In the code below we use some basic trig to determine the x,y position of a button based on a fixed angle (in radians) and a distance (the current value of the translation animation). Extracting this logic to a _buildButton helper function allows us to quickly add new buttons to the menu with their own custom colors and icons.

Also, this animation is rendered with a Matrix4 Transformation Matrix. You can do some amazing things with 3D perspective animations by chaining together different transformations, for example Matrix4.identity()..translate()..scale()..skew();

class RadialAnimation extends StatelessWidget {
    RadialAnimation({ Key key, this.controller }) : 

      // ...omitted

      translation = Tween<double>(
        begin: 0.0,
        end: 100.0,
      ).animate(
        CurvedAnimation(
          parent: controller,
          curve: Curves.linear
        ),
      ),
    
    super(key: key);

    final AnimationController controller;
    final Animation<double> scale;
    final Animation<double> translation;


    build(context) {
      return AnimatedBuilder(
        animation: controller, 
        builder: (context, builder) {
          return Stack(
            alignment: Alignment.center,
            children: [
              _buildButton(0, color: Colors.red, icon: FontAwesomeIcons.thumbtack),
              _buildButton(45, color: Colors.green, icon:FontAwesomeIcons.sprayCan),
              _buildButton(90, color: Colors.orange, icon: FontAwesomeIcons.fire),
              _buildButton(135, color: Colors.blue, icon:FontAwesomeIcons.kiwiBird),
              _buildButton(180, color: Colors.black, icon:FontAwesomeIcons.cat),
              _buildButton(225, color: Colors.indigo, icon:FontAwesomeIcons.paw),
              _buildButton(270, color: Colors.pink, icon: FontAwesomeIcons.bong),
              _buildButton(315, color: Colors.yellow, icon:FontAwesomeIcons.bolt),
              // ...omitted
          ]);
      });
    }

    _buildButton(double angle, { Color color, IconData icon }) {
      final double rad = radians(angle);
      return Transform(
        transform: Matrix4.identity()..translate(
          (translation.value) * cos(rad), 
          (translation.value) * sin(rad)
        ),

        child: FloatingActionButton(
          child: Icon(icon), backgroundColor: color, onPressed: _close, elevation: 0)
      );
    }

Step 4 - Rotate the Entire Set of Buttons

Lastly, let’s rotate the entire stack of buttons.

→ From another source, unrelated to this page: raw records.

PR #4373, opened 2023-07-26
CORE-15770: Update remaining JPA entities to use var properties with property access

chrisr3:
Java 17 forbids Java reflection from updating non-static `final` fields, which means we can no longer declare JPA-annotated properties as `val`. Change them to `var` so that the underlying field cannot be `final`.

~Also move annotations to the "getter" methods so that Hibernate no longer needs to use reflection to update them either.~
Hibernate's "property access" is not very compatible with Kotlin's "null safety", since Hibernate seems to want to set properties to `null` occasionally, but Kotlin "setter" methods prevent it unconditionally. So I'll revert back to using "field access" here for now.

However, I'll leave the _capability_ for our entities to use Hibernate "property access" in place, since theoretically it's still a valid option.

### DIFF
--- a/components/crypto/crypto-persistence-model/src/main/kotlin/net/corda/crypto/persistence/db/model/HSMAssociationEntity.kt
+++ b/components/crypto/crypto-persistence-model/src/main/kotlin/net/corda/crypto/persistence/db/model/HSMAssociationEntity.kt
@@ -19,7 +19,7 @@ class HSMAssociationEntity(
      */
     @Id
     @Column(name = "id", nullable = false, updatable = false, length = 36)
-    val id: String,
+    var id: String,
 
     /**
      * Tenant which the configuration belongs to.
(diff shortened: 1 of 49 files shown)


vkolomeyko (approved):
LGTM for @corda/rest

simon-johnson-r3:
Where you've set `nullable = false` have you 1) checked that matches the schema in liquibase 2) checked that we have nullability checks turned on in hibernate - otherwise this has no effect as it's only used for schema generation via hibernate according to the docs.

chrisr3:
> Where you've set `nullable = false` have you 1) checked that matches the schema in liquibase 2) checked that we have nullability checks turned on in hibernate - otherwise this has no effect as it's only used for schema generation via hibernate according to the docs.

I checked that it was consistent with the schema, yes. But if it only serves documentation purposes or consistency with other annotations then that's good enough for me.

kyriathar (approved):
OK (packaging & crypto)

lankydan (approved):

thiagoviana (approved):
LGTM - for @corda/flow-worker

nkovacsx (approved):

yift-r3 (approved):
LGTM

PR #4375, opened 2023-07-27
CORE-15403: fix Snyk file formatting so waivers are correctly applied

ronanbrowne:
Fix indentation on `.Snyk` file, which is sensitive to correct yaml indentation, waivers are not applied unless formatting is properly followed.


yarivus (commented):
thx @ronanbrowne

yarivus (approved):
LGTM

PR #4376, opened 2023-07-27
CORE-4815 Added check if all sessions in subflow are already closed or errored before skipping suspension

ciaran238:
Check if all the sessions in a subflow are already closed or errored and then skipping suspending. This saves the flow the time of suspending only to do nothing and scheduling a wakeup.


ben-millar (approved):
LGTM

The main difference to note with this animation is that it uses an Interval to stagger the rotation with specific start/end times relative to the total animation timeline.

class RadialAnimation extends StatelessWidget {
    RadialAnimation({ Key key, this.controller }) : 
    
    // ...

    rotation = Tween<double>(
      begin: 0.0,
      end: 360.0,
    ).animate(
      CurvedAnimation(
        parent: controller,
        curve: Interval(
          0.3, 0.9,
          curve: Curves.decelerate,
        ),
      ),
    ),
    
    super(key: key);

    final AnimationController controller;
    final Animation<double> scale;
    final Animation<double> translation;
    final Animation<double> rotation;

    build(context) {
      return AnimatedBuilder(
        animation: controller, 
        builder: (context, builder) {
          return Transform.rotate( // Add rotation
            angle: radians(rotation.value),
            child: Stack(
              alignment: Alignment.center,
              children: [...]
            )
          );
      });
    }


}

The End

Animations in Flutter render beautifully, but can become verbose if you’re not careful. Be liberal about extracting logic into helper functions and use AnimatedBuilders to avoid excessive boilerplate.